Problem requirements
Only the lines that hold "server" should be in the answer, each copied from the data below.

'''

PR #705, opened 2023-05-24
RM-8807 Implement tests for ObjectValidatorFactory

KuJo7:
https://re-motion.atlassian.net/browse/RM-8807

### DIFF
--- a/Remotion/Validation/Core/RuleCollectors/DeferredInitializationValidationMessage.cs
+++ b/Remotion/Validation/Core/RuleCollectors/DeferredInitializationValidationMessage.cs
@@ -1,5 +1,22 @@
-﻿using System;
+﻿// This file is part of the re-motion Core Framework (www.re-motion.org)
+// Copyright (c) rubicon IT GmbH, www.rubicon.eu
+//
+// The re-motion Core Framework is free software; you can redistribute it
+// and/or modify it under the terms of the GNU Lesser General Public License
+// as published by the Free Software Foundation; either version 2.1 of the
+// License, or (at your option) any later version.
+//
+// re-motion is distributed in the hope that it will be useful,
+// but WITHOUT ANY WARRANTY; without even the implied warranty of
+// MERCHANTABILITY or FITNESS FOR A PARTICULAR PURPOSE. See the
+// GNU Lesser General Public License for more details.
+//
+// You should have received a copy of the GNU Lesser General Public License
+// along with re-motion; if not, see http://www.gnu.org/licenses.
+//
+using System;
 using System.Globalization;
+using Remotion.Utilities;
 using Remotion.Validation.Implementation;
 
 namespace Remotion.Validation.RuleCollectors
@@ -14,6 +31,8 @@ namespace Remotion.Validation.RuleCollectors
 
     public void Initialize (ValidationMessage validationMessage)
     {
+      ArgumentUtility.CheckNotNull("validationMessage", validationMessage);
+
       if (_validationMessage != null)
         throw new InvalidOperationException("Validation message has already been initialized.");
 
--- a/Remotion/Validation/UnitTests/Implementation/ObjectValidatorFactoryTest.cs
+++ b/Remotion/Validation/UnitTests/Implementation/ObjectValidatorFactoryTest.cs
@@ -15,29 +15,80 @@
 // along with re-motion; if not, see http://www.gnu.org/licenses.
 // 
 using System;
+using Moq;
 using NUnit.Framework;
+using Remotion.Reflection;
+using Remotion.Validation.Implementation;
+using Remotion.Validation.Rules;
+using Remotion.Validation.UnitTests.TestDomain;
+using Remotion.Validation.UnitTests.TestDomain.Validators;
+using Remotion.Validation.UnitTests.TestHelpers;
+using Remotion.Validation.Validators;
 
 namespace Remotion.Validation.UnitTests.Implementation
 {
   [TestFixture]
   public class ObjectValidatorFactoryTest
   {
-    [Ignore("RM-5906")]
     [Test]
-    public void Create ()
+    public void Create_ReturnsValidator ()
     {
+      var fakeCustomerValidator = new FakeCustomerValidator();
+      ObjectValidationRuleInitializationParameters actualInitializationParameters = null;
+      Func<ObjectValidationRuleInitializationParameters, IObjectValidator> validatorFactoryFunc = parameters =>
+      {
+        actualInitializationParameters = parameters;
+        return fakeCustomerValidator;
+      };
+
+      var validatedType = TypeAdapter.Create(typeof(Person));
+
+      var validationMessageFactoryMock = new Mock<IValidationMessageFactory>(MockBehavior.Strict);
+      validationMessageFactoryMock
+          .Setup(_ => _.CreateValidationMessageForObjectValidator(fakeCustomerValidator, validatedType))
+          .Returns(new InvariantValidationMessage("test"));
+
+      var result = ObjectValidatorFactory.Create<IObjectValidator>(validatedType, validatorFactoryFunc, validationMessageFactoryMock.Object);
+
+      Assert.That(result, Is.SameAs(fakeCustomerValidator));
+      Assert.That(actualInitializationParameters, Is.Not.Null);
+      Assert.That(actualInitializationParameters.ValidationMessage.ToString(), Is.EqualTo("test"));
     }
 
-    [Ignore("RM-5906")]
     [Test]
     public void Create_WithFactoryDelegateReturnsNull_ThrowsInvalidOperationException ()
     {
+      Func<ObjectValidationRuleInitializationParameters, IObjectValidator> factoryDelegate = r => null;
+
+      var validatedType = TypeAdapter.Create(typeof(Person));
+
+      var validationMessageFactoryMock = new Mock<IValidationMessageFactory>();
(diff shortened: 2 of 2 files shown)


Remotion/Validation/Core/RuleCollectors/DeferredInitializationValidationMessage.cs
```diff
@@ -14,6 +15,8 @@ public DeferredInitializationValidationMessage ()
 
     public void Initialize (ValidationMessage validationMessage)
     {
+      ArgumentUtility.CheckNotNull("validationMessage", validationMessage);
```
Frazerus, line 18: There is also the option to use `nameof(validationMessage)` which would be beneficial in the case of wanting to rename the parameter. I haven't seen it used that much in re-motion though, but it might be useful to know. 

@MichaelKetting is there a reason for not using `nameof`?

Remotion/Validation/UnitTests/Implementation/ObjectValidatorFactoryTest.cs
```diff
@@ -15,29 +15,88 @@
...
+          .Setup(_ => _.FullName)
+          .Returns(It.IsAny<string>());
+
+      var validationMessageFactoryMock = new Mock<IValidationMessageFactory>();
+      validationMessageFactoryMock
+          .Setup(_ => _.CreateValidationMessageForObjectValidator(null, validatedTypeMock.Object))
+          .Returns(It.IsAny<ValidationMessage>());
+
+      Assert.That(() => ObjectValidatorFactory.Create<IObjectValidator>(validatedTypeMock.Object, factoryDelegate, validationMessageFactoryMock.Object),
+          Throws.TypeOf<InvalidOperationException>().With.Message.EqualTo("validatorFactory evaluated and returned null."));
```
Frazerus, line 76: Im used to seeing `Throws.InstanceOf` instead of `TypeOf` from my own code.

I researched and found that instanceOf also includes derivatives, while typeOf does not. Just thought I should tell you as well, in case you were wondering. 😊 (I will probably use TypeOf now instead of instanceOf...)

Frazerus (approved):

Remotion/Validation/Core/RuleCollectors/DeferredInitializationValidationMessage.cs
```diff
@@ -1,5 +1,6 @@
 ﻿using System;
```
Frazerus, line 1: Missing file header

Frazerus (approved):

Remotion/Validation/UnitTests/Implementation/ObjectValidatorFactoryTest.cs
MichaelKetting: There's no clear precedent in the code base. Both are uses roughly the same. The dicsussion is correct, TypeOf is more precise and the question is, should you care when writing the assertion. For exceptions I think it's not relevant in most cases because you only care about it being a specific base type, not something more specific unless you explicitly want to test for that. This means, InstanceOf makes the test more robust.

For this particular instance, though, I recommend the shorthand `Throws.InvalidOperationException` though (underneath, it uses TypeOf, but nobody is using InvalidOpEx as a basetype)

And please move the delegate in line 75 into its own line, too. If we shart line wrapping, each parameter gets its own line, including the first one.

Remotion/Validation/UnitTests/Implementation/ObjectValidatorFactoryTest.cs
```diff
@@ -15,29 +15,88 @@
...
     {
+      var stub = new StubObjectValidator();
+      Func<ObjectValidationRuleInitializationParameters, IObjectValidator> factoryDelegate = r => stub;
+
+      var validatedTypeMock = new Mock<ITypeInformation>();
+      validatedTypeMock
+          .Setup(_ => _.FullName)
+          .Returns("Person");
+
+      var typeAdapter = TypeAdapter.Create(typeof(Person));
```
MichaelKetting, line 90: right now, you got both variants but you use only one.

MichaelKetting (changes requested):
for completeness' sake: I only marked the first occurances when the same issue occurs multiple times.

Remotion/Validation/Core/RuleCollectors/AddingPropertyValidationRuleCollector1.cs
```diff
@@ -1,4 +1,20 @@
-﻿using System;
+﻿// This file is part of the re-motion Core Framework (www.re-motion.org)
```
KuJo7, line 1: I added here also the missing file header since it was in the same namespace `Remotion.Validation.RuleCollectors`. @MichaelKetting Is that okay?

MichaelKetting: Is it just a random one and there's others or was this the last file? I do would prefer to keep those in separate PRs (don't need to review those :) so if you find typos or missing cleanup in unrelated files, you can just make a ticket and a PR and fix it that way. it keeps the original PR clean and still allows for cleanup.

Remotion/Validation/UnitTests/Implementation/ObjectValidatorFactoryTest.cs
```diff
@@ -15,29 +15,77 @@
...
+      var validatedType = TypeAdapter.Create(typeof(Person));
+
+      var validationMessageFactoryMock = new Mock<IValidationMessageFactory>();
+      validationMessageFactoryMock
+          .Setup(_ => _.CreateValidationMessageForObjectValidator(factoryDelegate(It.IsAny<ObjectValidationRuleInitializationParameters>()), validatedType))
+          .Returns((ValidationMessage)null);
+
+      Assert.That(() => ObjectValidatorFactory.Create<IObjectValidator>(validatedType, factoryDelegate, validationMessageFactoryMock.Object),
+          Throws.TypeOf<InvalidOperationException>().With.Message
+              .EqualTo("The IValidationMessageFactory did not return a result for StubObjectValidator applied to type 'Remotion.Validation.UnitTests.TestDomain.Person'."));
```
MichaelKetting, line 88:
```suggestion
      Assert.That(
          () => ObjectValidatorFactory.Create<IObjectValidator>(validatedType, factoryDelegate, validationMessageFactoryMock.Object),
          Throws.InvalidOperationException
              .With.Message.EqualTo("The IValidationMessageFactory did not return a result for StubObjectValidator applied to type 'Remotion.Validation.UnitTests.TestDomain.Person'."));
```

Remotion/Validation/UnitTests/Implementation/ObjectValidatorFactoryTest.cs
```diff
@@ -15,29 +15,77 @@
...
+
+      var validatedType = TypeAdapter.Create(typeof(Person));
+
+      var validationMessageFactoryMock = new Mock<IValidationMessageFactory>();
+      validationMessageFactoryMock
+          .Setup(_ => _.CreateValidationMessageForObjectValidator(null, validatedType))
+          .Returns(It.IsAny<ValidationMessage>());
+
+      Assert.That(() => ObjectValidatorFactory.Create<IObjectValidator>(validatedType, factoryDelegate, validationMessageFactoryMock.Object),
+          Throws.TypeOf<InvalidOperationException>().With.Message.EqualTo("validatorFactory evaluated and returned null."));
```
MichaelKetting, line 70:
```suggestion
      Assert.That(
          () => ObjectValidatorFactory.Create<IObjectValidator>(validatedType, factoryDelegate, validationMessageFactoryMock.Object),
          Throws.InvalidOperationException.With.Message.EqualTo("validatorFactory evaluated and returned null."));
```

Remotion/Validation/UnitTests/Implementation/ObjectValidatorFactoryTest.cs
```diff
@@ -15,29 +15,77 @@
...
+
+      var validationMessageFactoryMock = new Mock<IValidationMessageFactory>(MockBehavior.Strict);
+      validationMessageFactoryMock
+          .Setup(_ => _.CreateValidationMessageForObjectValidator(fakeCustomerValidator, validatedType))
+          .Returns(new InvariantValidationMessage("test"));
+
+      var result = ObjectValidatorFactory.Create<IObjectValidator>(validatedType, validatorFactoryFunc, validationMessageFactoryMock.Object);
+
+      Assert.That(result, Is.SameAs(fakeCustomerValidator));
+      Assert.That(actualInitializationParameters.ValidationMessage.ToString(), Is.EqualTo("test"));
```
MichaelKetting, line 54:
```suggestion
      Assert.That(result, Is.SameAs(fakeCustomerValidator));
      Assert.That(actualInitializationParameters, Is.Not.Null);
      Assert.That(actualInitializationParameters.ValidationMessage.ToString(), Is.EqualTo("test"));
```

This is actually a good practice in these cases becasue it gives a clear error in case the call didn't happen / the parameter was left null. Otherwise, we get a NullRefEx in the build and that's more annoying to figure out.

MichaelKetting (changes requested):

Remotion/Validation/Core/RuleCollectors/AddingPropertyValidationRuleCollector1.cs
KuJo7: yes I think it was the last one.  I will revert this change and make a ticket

'''
'''

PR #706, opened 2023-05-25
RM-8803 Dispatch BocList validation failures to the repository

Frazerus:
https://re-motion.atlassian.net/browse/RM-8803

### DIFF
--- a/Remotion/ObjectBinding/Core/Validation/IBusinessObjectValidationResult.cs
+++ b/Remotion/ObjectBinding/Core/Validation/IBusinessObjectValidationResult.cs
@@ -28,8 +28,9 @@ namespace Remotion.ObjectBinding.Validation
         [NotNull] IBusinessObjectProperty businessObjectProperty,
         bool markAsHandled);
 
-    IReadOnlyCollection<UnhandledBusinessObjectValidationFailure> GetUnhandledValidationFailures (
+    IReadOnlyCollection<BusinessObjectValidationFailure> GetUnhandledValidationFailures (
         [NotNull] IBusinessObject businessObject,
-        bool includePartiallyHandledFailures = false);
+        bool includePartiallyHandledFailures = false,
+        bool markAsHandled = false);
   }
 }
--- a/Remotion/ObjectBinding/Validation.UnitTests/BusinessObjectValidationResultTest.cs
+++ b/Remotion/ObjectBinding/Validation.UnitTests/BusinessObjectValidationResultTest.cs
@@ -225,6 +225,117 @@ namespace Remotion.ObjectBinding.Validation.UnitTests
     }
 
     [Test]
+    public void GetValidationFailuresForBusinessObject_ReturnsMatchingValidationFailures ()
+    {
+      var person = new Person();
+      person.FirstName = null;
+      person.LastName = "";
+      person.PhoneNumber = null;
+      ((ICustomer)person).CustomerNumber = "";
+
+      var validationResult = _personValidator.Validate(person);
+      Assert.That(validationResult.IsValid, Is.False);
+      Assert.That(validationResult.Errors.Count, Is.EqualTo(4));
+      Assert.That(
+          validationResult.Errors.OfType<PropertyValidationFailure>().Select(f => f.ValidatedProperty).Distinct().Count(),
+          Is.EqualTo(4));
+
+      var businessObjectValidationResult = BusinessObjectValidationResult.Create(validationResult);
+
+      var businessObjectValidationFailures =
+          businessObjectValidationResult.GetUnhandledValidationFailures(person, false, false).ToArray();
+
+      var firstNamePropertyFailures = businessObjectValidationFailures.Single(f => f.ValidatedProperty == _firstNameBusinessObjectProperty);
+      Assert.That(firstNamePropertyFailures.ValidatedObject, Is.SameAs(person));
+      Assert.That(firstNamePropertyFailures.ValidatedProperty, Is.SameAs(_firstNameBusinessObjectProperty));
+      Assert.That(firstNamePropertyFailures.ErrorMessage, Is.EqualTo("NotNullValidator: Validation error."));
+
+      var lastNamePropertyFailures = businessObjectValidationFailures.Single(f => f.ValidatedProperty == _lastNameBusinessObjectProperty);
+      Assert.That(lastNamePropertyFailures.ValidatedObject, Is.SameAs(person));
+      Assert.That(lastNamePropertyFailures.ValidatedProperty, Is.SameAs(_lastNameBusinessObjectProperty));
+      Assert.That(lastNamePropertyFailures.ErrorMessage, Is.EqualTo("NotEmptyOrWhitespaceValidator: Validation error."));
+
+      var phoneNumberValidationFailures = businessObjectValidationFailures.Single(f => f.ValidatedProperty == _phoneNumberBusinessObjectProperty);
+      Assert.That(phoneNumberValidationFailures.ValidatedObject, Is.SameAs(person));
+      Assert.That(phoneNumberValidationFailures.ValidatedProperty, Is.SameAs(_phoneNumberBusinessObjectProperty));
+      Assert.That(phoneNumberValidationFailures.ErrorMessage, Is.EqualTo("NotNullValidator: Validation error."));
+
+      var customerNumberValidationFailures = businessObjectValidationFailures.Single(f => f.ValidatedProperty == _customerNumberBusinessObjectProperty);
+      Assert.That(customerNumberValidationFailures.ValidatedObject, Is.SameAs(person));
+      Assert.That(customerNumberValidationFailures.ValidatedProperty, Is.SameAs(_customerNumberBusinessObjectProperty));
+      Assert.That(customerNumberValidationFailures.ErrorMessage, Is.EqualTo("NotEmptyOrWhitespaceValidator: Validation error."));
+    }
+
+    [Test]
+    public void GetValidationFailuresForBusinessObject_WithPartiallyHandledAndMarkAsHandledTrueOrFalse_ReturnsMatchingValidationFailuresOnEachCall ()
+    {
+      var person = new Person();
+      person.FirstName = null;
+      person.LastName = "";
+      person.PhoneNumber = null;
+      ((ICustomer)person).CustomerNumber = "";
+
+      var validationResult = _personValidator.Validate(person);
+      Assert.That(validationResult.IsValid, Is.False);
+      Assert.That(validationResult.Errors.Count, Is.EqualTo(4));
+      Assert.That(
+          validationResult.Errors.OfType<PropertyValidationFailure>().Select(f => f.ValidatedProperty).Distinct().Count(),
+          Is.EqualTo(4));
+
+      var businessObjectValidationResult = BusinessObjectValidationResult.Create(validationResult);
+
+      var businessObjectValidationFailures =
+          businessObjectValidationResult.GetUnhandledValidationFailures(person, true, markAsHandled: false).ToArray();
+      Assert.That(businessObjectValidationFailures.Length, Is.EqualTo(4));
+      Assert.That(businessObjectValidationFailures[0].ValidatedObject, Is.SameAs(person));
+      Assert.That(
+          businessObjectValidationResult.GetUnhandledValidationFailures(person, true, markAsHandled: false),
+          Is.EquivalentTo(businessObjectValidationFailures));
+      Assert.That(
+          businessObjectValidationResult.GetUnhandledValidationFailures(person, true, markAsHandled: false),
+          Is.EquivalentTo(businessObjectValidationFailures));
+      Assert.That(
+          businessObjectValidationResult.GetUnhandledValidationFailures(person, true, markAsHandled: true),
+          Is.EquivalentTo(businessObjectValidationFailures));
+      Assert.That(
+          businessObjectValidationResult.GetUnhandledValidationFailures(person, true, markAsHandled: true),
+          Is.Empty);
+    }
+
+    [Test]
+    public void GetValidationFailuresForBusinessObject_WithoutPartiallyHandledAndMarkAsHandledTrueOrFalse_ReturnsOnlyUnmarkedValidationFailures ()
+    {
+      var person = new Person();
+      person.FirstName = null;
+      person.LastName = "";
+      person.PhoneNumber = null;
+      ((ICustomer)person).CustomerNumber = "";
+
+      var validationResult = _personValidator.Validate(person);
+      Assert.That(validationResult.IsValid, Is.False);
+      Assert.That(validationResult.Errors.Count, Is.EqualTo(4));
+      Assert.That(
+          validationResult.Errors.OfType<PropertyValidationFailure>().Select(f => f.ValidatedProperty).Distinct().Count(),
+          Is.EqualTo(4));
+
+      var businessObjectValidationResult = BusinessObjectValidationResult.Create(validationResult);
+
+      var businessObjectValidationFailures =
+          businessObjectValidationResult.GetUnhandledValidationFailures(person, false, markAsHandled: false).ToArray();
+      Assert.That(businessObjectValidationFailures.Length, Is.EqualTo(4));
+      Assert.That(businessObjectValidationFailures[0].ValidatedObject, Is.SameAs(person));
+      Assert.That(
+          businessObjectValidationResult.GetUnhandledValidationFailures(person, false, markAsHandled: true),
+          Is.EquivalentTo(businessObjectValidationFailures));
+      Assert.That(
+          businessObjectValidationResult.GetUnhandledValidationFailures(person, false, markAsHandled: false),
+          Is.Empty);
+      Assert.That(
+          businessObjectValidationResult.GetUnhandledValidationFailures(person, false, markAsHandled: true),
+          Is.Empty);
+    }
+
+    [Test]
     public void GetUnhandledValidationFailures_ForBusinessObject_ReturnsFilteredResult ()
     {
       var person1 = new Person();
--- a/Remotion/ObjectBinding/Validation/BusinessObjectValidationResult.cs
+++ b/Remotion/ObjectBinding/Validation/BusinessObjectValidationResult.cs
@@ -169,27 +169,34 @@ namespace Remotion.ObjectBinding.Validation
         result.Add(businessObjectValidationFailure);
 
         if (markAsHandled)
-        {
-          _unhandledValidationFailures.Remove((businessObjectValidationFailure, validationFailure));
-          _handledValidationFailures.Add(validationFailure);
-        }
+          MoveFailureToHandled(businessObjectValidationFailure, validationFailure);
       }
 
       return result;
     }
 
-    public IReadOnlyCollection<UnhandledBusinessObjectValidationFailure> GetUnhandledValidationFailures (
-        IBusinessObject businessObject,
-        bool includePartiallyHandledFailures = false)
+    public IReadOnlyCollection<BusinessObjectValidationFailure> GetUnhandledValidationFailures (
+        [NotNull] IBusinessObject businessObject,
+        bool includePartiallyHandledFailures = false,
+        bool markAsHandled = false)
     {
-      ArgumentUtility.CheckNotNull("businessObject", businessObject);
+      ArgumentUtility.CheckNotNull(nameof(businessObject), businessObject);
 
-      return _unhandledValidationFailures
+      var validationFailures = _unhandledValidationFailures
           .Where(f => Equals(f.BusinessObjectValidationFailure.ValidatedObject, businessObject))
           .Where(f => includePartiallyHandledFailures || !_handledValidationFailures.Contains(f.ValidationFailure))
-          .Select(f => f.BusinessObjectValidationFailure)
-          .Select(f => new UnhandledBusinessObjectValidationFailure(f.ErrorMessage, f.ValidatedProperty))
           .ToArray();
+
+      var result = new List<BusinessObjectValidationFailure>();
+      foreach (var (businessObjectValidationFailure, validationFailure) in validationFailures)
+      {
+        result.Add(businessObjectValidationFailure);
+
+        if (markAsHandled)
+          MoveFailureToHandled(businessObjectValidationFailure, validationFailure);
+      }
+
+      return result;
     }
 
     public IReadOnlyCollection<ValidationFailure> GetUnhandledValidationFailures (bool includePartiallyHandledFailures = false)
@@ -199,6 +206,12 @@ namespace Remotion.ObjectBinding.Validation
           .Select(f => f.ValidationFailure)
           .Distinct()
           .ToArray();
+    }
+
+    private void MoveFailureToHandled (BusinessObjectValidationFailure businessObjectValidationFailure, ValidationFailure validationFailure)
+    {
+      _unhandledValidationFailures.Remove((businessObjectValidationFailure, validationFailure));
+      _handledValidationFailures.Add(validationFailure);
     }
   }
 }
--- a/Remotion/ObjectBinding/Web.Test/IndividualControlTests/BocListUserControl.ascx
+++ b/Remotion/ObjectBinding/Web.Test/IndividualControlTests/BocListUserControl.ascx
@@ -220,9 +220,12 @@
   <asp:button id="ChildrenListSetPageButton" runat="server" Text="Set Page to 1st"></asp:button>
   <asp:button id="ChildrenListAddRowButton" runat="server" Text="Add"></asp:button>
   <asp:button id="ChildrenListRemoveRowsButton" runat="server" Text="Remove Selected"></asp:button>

'''

Answer for this exercise
   <asp:button id="ChildrenListSetPageButton" runat="server" Text="Set Page to 1st"></asp:button>
   <asp:button id="ChildrenListAddRowButton" runat="server" Text="Add"></asp:button>
   <asp:button id="ChildrenListRemoveRowsButton" runat="server" Text="Remove Selected"></asp:button>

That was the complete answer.